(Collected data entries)
__________________________________________________

PR #498, opened 2020-12-04
Migrate crds to apiextensions.k8s.io/v1

kaweue:
Migration crds versions to v1.

crds in version v1 doesn't handle embedded  metav1.ObjectMeta fields. That is why a wrapper on metav1.ObjectMeta was created in package contrail. The consequence is that manager structure doesn't embed other resources. Instead of that a Service types were created with only desired metadata and spec (without status)


kaweue:
recheck ha

kaweue:
recheck ha

katrybacka (approved):

Dysproz (approved):

PR #500, opened 2020-12-07
Check if no. of failed pods exceeded BackOffLimit

katrybacka:
I found that there is a bug in k8s that job-controller responsible for setting Failed Condition on Jobs does not work correctly. Sometimes the Status is not updated or updated with a huge delay. As the result multiple pods are ran and the number of them exceeds the BackOffLimit specified in Job.Spec. 
This bug sometimes causes the failure of nightly job.
This PR contains a workaround that Job is assumed as Failed when it has Failed Condition set to true or the number of failed Pods i equal or greater than BackOffLimit.


katrybacka:
recheck ha

Dysproz (approved):

kaweue (approved):

PR #319, opened 2022-03-03
Add capability of prefetch for rafs v6 format

changweige:
Rafs v6 now has the capability of prefetch with this patch set merged if it would.
By design, it places a prefetch table very closely to blob devices table on v6 extended block when creating v6 nydus image.
The `nydus-image` command line user interface is exactly the same with v5 style. Each file that needs to be prefetched will have its `nid` persisted into the prefetch table.
When nydusd starts, the prefetching files will be found from the prefetch table and the files' contents will be downloaded in ahead of time.

### DIFF
--- a/rafs/src/fs.rs
+++ b/rafs/src/fs.rs
@@ -464,9 +464,7 @@ impl Rafs {
         let prefetch_all = self.prefetch_all;
 
         let _ = std::thread::spawn(move || {
-            if sb.meta.is_v5() {
-                Self::do_prefetch_v5(reader, prefetch_files, prefetch_all, sb, device);
-            }
+            Self::do_prefetch(reader, prefetch_files, prefetch_all, sb, device);
         });
     }
 
@@ -479,7 +477,7 @@ impl Rafs {
         self.sb.superblock.root_ino()
     }
 
-    fn do_prefetch_v5(
+    fn do_prefetch(
         mut reader: RafsIoReader,
         prefetch_files: Option<Vec<PathBuf>>,
         prefetch_all: bool,
--- a/rafs/src/metadata/direct_v6.rs
+++ b/rafs/src/metadata/direct_v6.rs
@@ -917,7 +917,37 @@ impl RafsInode for OndiskInodeWrapper {
         &self,
         descendants: &mut Vec<Arc<dyn RafsInode>>,
     ) -> Result<usize> {
-        todo!()
+        if !self.is_dir() {
+            return Err(enotdir!());
+        }
+
+        let mut child_dirs: Vec<Arc<dyn RafsInode>> = Vec::new();
+
+        // EROFS packs dot and dotdot, so skip them two.
+        self.walk_children_inodes(2, &mut |inode: Option<Arc<dyn RafsInode>>,
+                                           name: OsString,
+                                           ino,
+                                           offset| {
+            // Safe to unwrap since it must have child inode.
+            if let Some(child_inode) = inode {
+                if child_inode.is_dir() {
+                    trace!("Got dir {:?}", child_inode.name());
+                    child_dirs.push(child_inode);
+                } else if !child_inode.is_empty_size() && child_inode.is_reg() {
+                    descendants.push(child_inode);
+                }
+                Ok(PostWalkAction::Continue)
+            } else {
+                Ok(PostWalkAction::Continue)
+            }
+        })
+        .unwrap();
+
+        for d in child_dirs {
+            d.collect_descendants_inodes(descendants)?;
+        }
+
+        Ok(0)
     }
 
     fn alloc_bio_vecs(&self, offset: u64, size: usize, user_io: bool) -> Result<Vec<BlobIoVec>> {
--- a/rafs/src/metadata/direct_v6.rs
+++ b/rafs/src/metadata/direct_v6.rs
@@ -878,7 +878,8 @@ impl RafsInode for OndiskInodeWrapper {
 
     /// Check whether the inode is a hardlink.
     fn is_hardlink(&self) -> bool {
-        todo!()
+        let inode = self.disk_inode();
+        inode.nlink() > 1 && self.is_reg()
     }
 
     /// Get inode number of the parent directory.
--- a/rafs/src/metadata/layout/v6.rs
+++ b/rafs/src/metadata/layout/v6.rs
@@ -300,8 +300,11 @@ pub struct RafsV6SuperBlockExt {
     s_blob_table_size: u32,
     /// chunk size
     s_chunk_size: u32,
+    s_prefetch_table_offset: u64,
+    s_prefetch_table_size: u32,
+    s_padding: u32,
     /// Reserved
-    s_reserved: [u8; 232],
+    s_reserved: [u8; 216],
 }
 
 impl_bootstrap_converter!(RafsV6SuperBlockExt);
@@ -393,6 +396,18 @@ impl RafsV6SuperBlockExt {
         u64
     );
     impl_pub_getter_setter!(blob_table_size, set_blob_table_size, s_blob_table_size, u32);
+    impl_pub_getter_setter!(
+        prefetch_table_size,
+        set_prefetch_table_size,
+        s_prefetch_table_size,
+        u32
+    );
+    impl_pub_getter_setter!(
+        prefetch_table_offset,
+        set_prefetch_table_offset,
+        s_prefetch_table_offset,
+        u64
+    );
 }
 
 impl RafsStore for RafsV6SuperBlockExt {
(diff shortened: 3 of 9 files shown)


src/bin/nydus-image/core/bootstrap.rs
```diff
@@ -540,9 +540,22 @@ impl Bootstrap {
...
+            (0, 0)
+        };
+
         let orig_meta_addr = bootstrap_ctx.nodes[0].offset;
         let meta_addr = if blob_table_size > 0 {
-            align_offset(blob_table_offset + blob_table_size, EROFS_BLOCK_SIZE as u64)
+            align_offset(
+                blob_table_offset + blob_table_size + prefetch_table_size as u64,
+                EROFS_BLOCK_SIZE as u64,
+            )
```
bergwolf, line 558: What if `blob_table_size` is zero but `prefetch_table_size` is non-zero?

src/bin/nydus-image/core/bootstrap.rs
```diff
@@ -610,7 +623,28 @@ impl Bootstrap {
...
+            bootstrap_writer
+                .seek_offset(prefetch_table_offset as u64)
+                .context("failed seek prefetch table offset")?;
+
+            pt.store(&mut bootstrap_writer).unwrap();
+
+            bootstrap_writer.file.seek(SeekFrom::Start(ext_sb_offset))?;
+            ext_sb
+                .store(&mut bootstrap_writer)
+                .context("failed to revise extended SB")?;
```
bergwolf, line 644: why ext_sb has to be written multiple times?

src/bin/nydus-image/core/bootstrap.rs
```diff
@@ -610,7 +623,28 @@ impl Bootstrap {
...
+        }
+
+        // EROFS does not have inode table, so we lose the chance to decide if this
         // image has xattr. So we have to rewrite extended super block.
         if ctx.has_xattr {
             ext_sb.set_has_xattr();
```
bergwolf, line 650: Same here.

storage/src/cache/filecache/cache_entry.rs
```diff
@@ -221,6 +221,15 @@ impl BlobCache for FileCacheEntry {
         bios: &[BlobIoDesc],
     ) -> StorageResult<usize> {
         let mut bios = bios.to_vec();
+        bios.iter_mut().for_each(|b| {
+            if let Some(ref chunks_meta) = self.meta {
+                // TODO: the first blob backend io triggers chunks array download.
+                if let BlobIoChunk::Address(_blob_index, chunk_index) = b.chunkinfo {
```
bergwolf, line 227: Not related to this PR, but it looks a bit wired to construct `BlobIoChunk::Address` and convert it to `BlobIoChunk::Base` for v6 IO desc. Looks like we can just create `BlobIoChunk::Base` and remove `BlobIoChunk::Address`. @jiangliu wdyt?

rafs/src/fs.rs
```diff
@@ -464,9 +464,7 @@ impl Rafs {
         let prefetch_all = self.prefetch_all;
 
         let _ = std::thread::spawn(move || {
-            if sb.meta.is_v5() {
-                Self::do_prefetch_v5(reader, prefetch_files, prefetch_all, sb, device);
-            }
+            Self::do_prefetch_v5(reader, prefetch_files, prefetch_all, sb, device);
```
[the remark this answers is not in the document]
changweige: Yes. This method works for both v5 and v6. It is misnamed somehow.
Let's rename it to `do_prefetch()` then

rafs/src/metadata/direct_v6.rs
```diff
@@ -916,7 +917,37 @@ impl RafsInode for OndiskInodeWrapper {
...
+        self.walk_children_inodes(2, &mut |inode: Option<Arc<dyn RafsInode>>,
+                                           name: OsString,
+                                           ino,
+                                           offset| {
+            // Safe to unwrap since it must have child inode.
+            if let Some(child_inode) = inode {
+                if child_inode.is_dir() {
+                    trace!("Got dir {:?}", child_inode.name());
+                    child_dirs.push(child_inode);
+                } else if !child_inode.is_empty_size() && child_inode.is_reg() {
```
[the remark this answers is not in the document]
changweige: An empty regular file will also be packed into nydus image, then it have a size of zero.
Moreover, for rafs v5, symlink has size of zero but non-zero size for symlink size.
For rafs v6, symlink size is also represented by `i_size`. So we have to strict the condition here.

rafs/src/metadata/layout/v6.rs
```diff
@@ -412,7 +427,10 @@ impl Default for RafsV6SuperBlockExt {
             s_blob_table_offset: u64::to_le(0),
             s_blob_table_size: u32::to_le(0),
             s_chunk_size: u32::to_le(0),
-            s_reserved: [0u8; 232],
+            s_reserved: [0u8; 216],
+            s_padding: 0,
+            s_prefetch_table_offset: 0,
+            s_prefetch_table_size: 0,
```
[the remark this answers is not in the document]
changweige: As the default value for each field is **zero**. I didn't figure out the necessity to convert endianness then.
But we can keep that consistency with other fields.

rafs/src/metadata/layout/v6.rs
```diff
@@ -412,7 +427,10 @@ impl Default for RafsV6SuperBlockExt {
             s_blob_table_offset: u64::to_le(0),
             s_blob_table_size: u32::to_le(0),
             s_chunk_size: u32::to_le(0),
-            s_reserved: [0u8; 232],
+            s_reserved: [0u8; 216],
```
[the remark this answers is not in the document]
changweige: Sure:)

src/bin/nydus-image/core/bootstrap.rs
changweige: It' impossible. If `blob_table_size` is zero, current image has no associated blob generated. Then prefetch table has nothing to prefetch. At least, the prefetch source comes from a blob.

src/bin/nydus-image/core/bootstrap.rs
changweige: Because, at the very beginning, I didn't want to touch current code too much.
So it updates extended block when it has to since some fields/info of it change. If the first `store` didn't happen, inodes region can't relocate to its offset from bootstrap. As the re-writing won't bring too much latency or overhand, it is somewhat like a `seek`.

rafs/src/fs.rs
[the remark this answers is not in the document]
changweige: fixed

rafs/src/metadata/layout/v6.rs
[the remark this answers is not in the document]
changweige: fixed

rafs/src/metadata/layout/v6.rs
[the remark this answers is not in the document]
changweige: fixed

src/bin/nydus-image/core/bootstrap.rs
bergwolf: Looks like the ext_sb can be seeked to via `ext_sb_offset` and be written once we finishes setting `ext_sb`. Does it not work somehow?

> If the first store didn't happen, inodes region can't relocate to its offset from bootstrap. 

Does the inode region depend on ext_sb location? I don't quite get it as ext_sb is fixed sized. We can always seek over it.

rafs/src/metadata/direct_v6.rs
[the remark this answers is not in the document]
changweige: Done

src/bin/nydus-image/core/bootstrap.rs
changweige: Done.

bergwolf (approved):
Thanks a lot!

rafs/src/metadata/layout/v6.rs
```diff
@@ -1640,6 +1658,75 @@ impl RafsXAttrs {
     }
 }
 
+#[derive(Clone, Default, Debug)]
+pub struct RafsV6PrefetchTable {
+    /// List of inode numbers for prefetch.
+    /// Note: It's not inode index of inodes table being stored here.
+    pub inodes: Vec<u64>,
```
hsiangkao, line 1665: Hi, we could use 32bit nid here, since blob.meta won't be too large for nydus v6 format.
it can support 4*32 = 128GB bootstrap size, which I think it's enough

changweige: already changed to u32

imeoer (approved):

jiangliu (approved):

PR #327, opened 2022-03-11
fix up release action

bergwolf:


imeoer (approved):

.github/workflows/release.yml
```diff
@@ -95,6 +99,7 @@ jobs:
         name: nydus-artifacts
         path: nydus-static
     - name: upload artifacts
+      if: ${{ github.event_name == 'schedule' }}
```
changweige, line 102: What is this PR trying to address?
Should the catching event is `push`?  Otherwise, the artifacts tarballs are overwritten every day?

bergwolf: oops, you are right!

jiangliu (approved):

PR #328, opened 2022-03-11
Misc: unify go version to 1.17

imeoer:


contrib/ctr-remote/commands/rpull.go
```diff
@@ -27,7 +27,7 @@ import (
 	"github.com/containerd/containerd/images"
 	"github.com/containerd/containerd/labels"
 	"github.com/containerd/containerd/log"
-	"github.com/dragonflyoss/image-service/contrib/nydus-snapshotter/pkg/label"
+	"github.com/containerd/nydus-snapshotter/pkg/label"
```
changweige, line 30: snapshotter has been relocated for quite a while. How the build succeed with the wrongly imported package url?

bergwolf (approved):

contrib/ctr-remote/commands/rpull.go
imeoer: An old committed package version is defined in `go.sum`.

jiangliu (approved):

PR #335, opened 2022-03-17
bugfix: storage: Fix the race problem when decompressing with lz4

MercyMM:
Lz4 does not support concurrent decompression of the same data into
the same piece of memory. There will be multiple containers mmap the
same file, causing the buffer to be shared between different
processes. This will cause data errors due to race issues when
decompressing with lz4. We solve this problem by creating a temporary
memory to hold the decompressed data.

Because this process will only be executed when the blob.meta file is
created for the first time, which means that a machine will only
execute the process once when the blob.meta is created for the first
time, the memory consumption and performance impact are relatively
small.

Signed-off-by: gexuyang <gexuyang@linux.alibaba.com>

### DIFF
--- a/storage/src/meta/mod.rs
+++ b/storage/src/meta/mod.rs
@@ -558,12 +558,25 @@ impl BlobMetaInfo {
                 return Err(eio!("failed to read blob metadata from backend"));
             }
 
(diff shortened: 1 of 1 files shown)


imeoer (approved):

bergwolf (approved):
The `cargo deny` failure is unrelated.

PR #337, opened 2022-03-17
fix up UT

bergwolf:


src/bin/nydus-image/builder/diff.rs
```diff
@@ -913,6 +914,11 @@ pub mod tests {
 
     #[test]
     fn test_walk_diff() {
+        // Skip mount test for non-root.
+        if getpid().as_raw() != 1 {
```
imeoer, line 918: Check non-root using `getpid`? ^0^

imeoer (approved):

jiangliu (approved):

PR #340, opened 2022-03-18
refact: use mio for daemon exit signal monitoring

ccx1024cc:
Nydusd responds to SYS_TERM and SYS_INT based on event poll. In fact, it needs a way to communicate between threads. Event poll is platform-coherent. 
This PR replace raw eventfd with MIO, which is a I/O library for focusing on non-blocking APIs.

### DIFF
--- a/src/bin/nydusd/main.rs
+++ b/src/bin/nydusd/main.rs
@@ -25,12 +25,13 @@ use std::sync::{
     mpsc::channel,
     Arc, Mutex,
 };
-use std::thread;
+use std::thread::{self, spawn};
 use std::{io, process};
 
 use clap::{App, Arg};
 use event_manager::{EventManager, EventSubscriber, SubscriberOps};
 use fuse_backend_rs::api::{Vfs, VfsOptions};
+use mio::Waker;
 use nix::sys::signal;
 use rlimit::{rlim, Resource};
 use vmm_sys_util::eventfd::EventFd;
@@ -57,7 +58,7 @@ mod upgrade;
 
 lazy_static! {
     static ref EVENT_MANAGER_RUN: AtomicBool = AtomicBool::new(true);
-    static ref EXIT_EVTFD: Mutex::<Option<EventFd>> = Mutex::<Option<EventFd>>::default();
+    static ref EXIT_NOTIFIER: Mutex<Option<Arc<Waker>>> = Mutex::default();
 }
 
 fn get_default_rlimit_nofile() -> Result<rlim> {
@@ -91,12 +92,12 @@ fn get_default_rlimit_nofile() -> Result<rlim> {
 }
 
 pub fn exit_event_manager() {
-    EXIT_EVTFD
+    EXIT_NOTIFIER
         .lock()
         .expect("Not poisoned lock!")
         .as_ref()
         .unwrap()
-        .write(1)
+        .wake()
         .unwrap_or_else(|e| error!("Write event fd failed when exiting event manager, {}", e))
 }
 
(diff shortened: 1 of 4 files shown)


jiangliu:
Linux `EventFd` is missing on macos, and it seems like a common requirements. So should we enhance vmm-sys-utils to provide EventFd for macos?
https://github.com/rust-vmm/vhost/issues/110

src/bin/nydusd/main.rs
```diff
@@ -20,17 +20,19 @@ use std::convert::TryInto;
 use std::fs::File;
 use std::io::{Read, Result};
 use std::ops::DerefMut;
+use std::sync::Mutex;
```
jiangliu, line 23: Line 23 and line 26 seems redundant?

ccx1024cc:
> The eventfd is not required for nydus, but a implementation for communication of threads. So this PR remove the coherent between eventfd and nydusd. The mio maybe a better way to provide abstract API.
PS: It provides different ways to run by os, which is not cared by nydus.

src/bin/nydusd/main.rs
```diff
@@ -491,3 +489,12 @@ fn main() -> Result<()> {
 
     Ok(())
 }
+
+fn start_exit_monitor() {
+    let mut monitor = NydusDaemonSubscriber::new().unwrap();
```
jiangliu, line 494: Should we `unwrap()` here or return error to caller?

src/bin/nydusd/main.rs
ccx1024cc: Mutex is required by lazy_inited global variable,(line 62). PS: Maybe not a good choice, changed later.
Line 26 required by grpc server.

jiangliu: I mean you removed `Mutex` at line 26 and add it back at line 23. So the change is unnecessary:)

src/bin/nydusd/main.rs
```diff
@@ -20,17 +20,19 @@ use std::convert::TryInto;
...
     mpsc::channel,
-    Arc, Mutex,
+    Arc,
 };
-use std::thread;
+use std::thread::{self, spawn};
 use std::{io, process};
 
 use clap::{App, Arg};
 use event_manager::{EventManager, EventSubscriber, SubscriberOps};
```
jiangliu, line 33: Are these still needed after switch to mio?

ccx1024cc: "spawn" is still needed for starting monitor so far(line 496).

bergwolf: The http thread is still using eventfd to exit itself. Are you planning to switch it (via the new micro_http crate) in a different PR?

src/bin/nydusd/main.rs
```diff
@@ -462,7 +459,7 @@ fn main() -> Result<()> {
         info!("api server running at {}", apisock);
     }
 
-    *EXIT_EVTFD.lock().unwrap().deref_mut() = Some(exit_evtfd);
+    start_exit_monitor().unwrap_or_else(|e| error!("failed to start exit monitor: {}", e));
```
bergwolf, line 462: Should fail the main process here if exit monitor fails to start.

src/bin/nydusd/main.rs
```diff
@@ -491,3 +488,14 @@ fn main() -> Result<()> {
 
     Ok(())
 }
+
+fn start_exit_monitor() -> Result<()> {
```
jiangliu, line 492: How about "start_daemon_monitor"?

src/bin/nydusd/main.rs
```diff
@@ -91,12 +92,12 @@ fn get_default_rlimit_nofile() -> Result<rlim> {
 }
 
 pub fn exit_event_manager() {
```
imeoer, line 94: We'd better use as few global variables as possible, how about wrapping an exit manager as a struct implementation, and putting it to FuseDaemon/VirtiofsDaemon? (This is not a blocker for this PR at all)

src/bin/nydusd/main.rs
ccx1024cc: > The http thread is still using eventfd to exit itself. Are you planning to switch it (via the new micro_http crate) in a different PR?

Yes. In a later PR.

src/bin/nydusd/main.rs
ccx1024cc: > We'd better use as few global variables/functions as possible, how about wrapping an exit manager as a struct implementation, and putting it to FuseDaemon/VirtiofsDaemon? (This is not a blocker for this PR at all)

Absolutely right.  Event manager maybe removed, together with global shared memory - EXIT_MANAGER_RUN in later PR.

bergwolf:
LGTM! Please fold the two commits into a single one.

jiangliu (approved):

__________________________________________________

Please show, exactly as written, every line above that contains the word "support".

it can support 4*32 = 128GB bootstrap size, which I think it's enough
Lz4 does not support concurrent decompression of the same data into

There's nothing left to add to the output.